* [TASK TO COMPLETE]:
Select all lines in the records that include "approved".

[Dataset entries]
PR #1335, opened 2024-07-09
zabbix_agent- Reworked Include logic similar to the Alias logic

Thulium-Drake:
##### SUMMARY

Reworks the 'Include' logic to work in the same manner as 'Alias'.

Also updates the included paths for Zabbix Agent2 to include the plugins.d directory.

##### ISSUE TYPE

- Bugfix Pull Request

##### COMPONENT NAME

zabbix_agent
##### ADDITIONAL INFORMATION

```paste below

```

### DIFF
--- a/changelogs/fragments/1335-rework-include-logic.yml
+++ b/changelogs/fragments/1335-rework-include-logic.yml
@@ -1,0 +1,3 @@
+---
+minor_changes:
+  - zabbix_agent Role - Reworked Include logic based on Alias logic
--- a/roles/zabbix_agent/defaults/main.yml
+++ b/roles/zabbix_agent/defaults/main.yml
@@ -136,7 +136,7 @@ zabbix_agent_docker_ports:
 zabbix_agent_docker_security_opts:
   - apparmor:unconfined
 zabbix_agent_docker_volumes:
-  - /etc/zabbix/zabbix_agentd.d:{{ zabbix_agent_include_dir }}
+  - /etc/zabbix/zabbix_agentd.d:{{ zabbix_agent_docker_include_dir }}
   - /:/hostfs:ro
   - /etc:/hostfs/etc:ro
   - /proc:/hostfs/proc:ro
--- a/roles/zabbix_agent/tasks/Docker.yml
+++ b/roles/zabbix_agent/tasks/Docker.yml
@@ -1,6 +1,7 @@
 ---
 - name: "Create volume mount string"
   ansible.builtin.set_fact:
+    zabbix_agent_docker_include_dir: "{{ (zabbix_agent_include_dir is iterable) | ternary(zabbix_agent_include_dir[0], zabbix_agent_include_dir) }}"
     volume_mount: "{{ zabbix_agent_tlspskfile }}:/var/lib/zabbix/enc/tlspskfile"
     tls_key:
       ZBX_TLSPSKFILE: tlspskfile
--- a/roles/zabbix_agent/tasks/Linux.yml
+++ b/roles/zabbix_agent/tasks/Linux.yml
@@ -147,7 +147,7 @@
     group: zabbix
     mode: "{{ zabbix_agent_include_mode }}"
     state: directory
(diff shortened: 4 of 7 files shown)


pyrodie18:
Please add a change fragment to this.

pyrodie18:
@Thulium-Drake check out the testing failures

Thulium-Drake:
I've moved adding the ```*.conf``` to all paths for includes in the template. I couldn't wrap my head around something that didn't look horribly complex (and prolly also weird).

Also, it doesn't really make sense to use anything else then ```*.conf``` as the suffix for include paths.

BGmot:
Can you please add tests to molecule to cover this "use case"?

BGmot:
Oh actually tests are failing, please take a look.

Thulium-Drake:
Well I missed ensuring permissions for all included dirs on agent2 :-) and by fixing that, I also fixed the tests

pyrodie18:
We still have a problem with the definition of `zabbix_agent_docker_volumes` in the defaults file which is expecting a single item

BGmot:
@Thulium-Drake can you please add molecule tests for this case so the problem is obvious before your fix and it's gone with your code?

Thulium-Drake:
> @Thulium-Drake can you please add molecule tests for this case so the problem is obvious before your fix and it's gone with your code?

I looked at the test that failed, it checks if the ownership of all mentioned ```include_dirs``` is ```root:zabbix```. And because there's 2 scenarios, with a different amount of directories, I can't really see a way to make that 'sensing', as it will check all dirs if it's a list and only one if it's not.


> We still have a problem with the definition of `zabbix_agent_docker_volumes` in the defaults file which is expecting a single item

I've changed the docker_include_dir to a new variable, which will be set in the ```Docker.yml``` task. 

If it's a single dir, include that. If it's a list, mount the first directory on the list, as it doesn't really make sense to scatter all Zabbix config files around and keep them in subdirs in ```/etc/zabbix/zabbix_agent.d```.

Thulium-Drake:
The errors don't seem related, they are all Galaxy errors

Thulium-Drake:
The fact that role breaks agent2's include mechanism, I first made a different solution. Then @pyrodie18 suggested to re-implement that using similar logic as used for adding host ```Alias```-es

Thulium-Drake:
https://github.com/ansible-collections/community.zabbix/pull/1316

BGmot:
> The fact that role breaks agent2's include mechanism, I first made a different solution. Then @pyrodie18 suggested to re-implement that using similar logic as used for adding host `Alias`-es

Ok, can you add to molecule tests that we see it is broken and after your code changes it is fixed?

Thulium-Drake:
Well the problem is, it doesn't result into any errors in the Zabbix agent, but it does not include recursively. So it's not broken because it's spitting errors, it's broken by no longer including configuration files for, among others, ```zabbix-agent2-plugin-*```

I don't know to to make a test for that, because agent2 doesn't care if you not include the ```plugins.d``` folder

BGmot:
So we need this fix to include lets say all the files in
/etc/zabbix/zabbix_agent2.d/plugins.d/
*and*
in /etc/zabbix/zabbix_agent2.d/
?

Thulium-Drake:
Yes, even though they don't mention it explicitly in the docs (https://www.zabbix.com/documentation/current/en/manual/appendix/config/special_notes_include) it will only match on files in the included dirs..

BGmot:
The same story with zabbix-agent (the first version)?

Thulium-Drake:
OOTB, no, because agent (1) does not have plugins, but that depends on the user, if they have their own include setup, it might be something they use. Though I'd say unlikely (but that's from my own experience)

BGmot:
Ok, thanks a lot for contributing and your explanation! I am fine with this PR. @pyrodie18 please approve too as you deal with roles more that I do -)

BGmot (approved):

pyrodie18 (approved):

pyrodie18:
Thanks for the addition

* [REPLY TO THE TASK]:
BGmot (approved):
pyrodie18 (approved):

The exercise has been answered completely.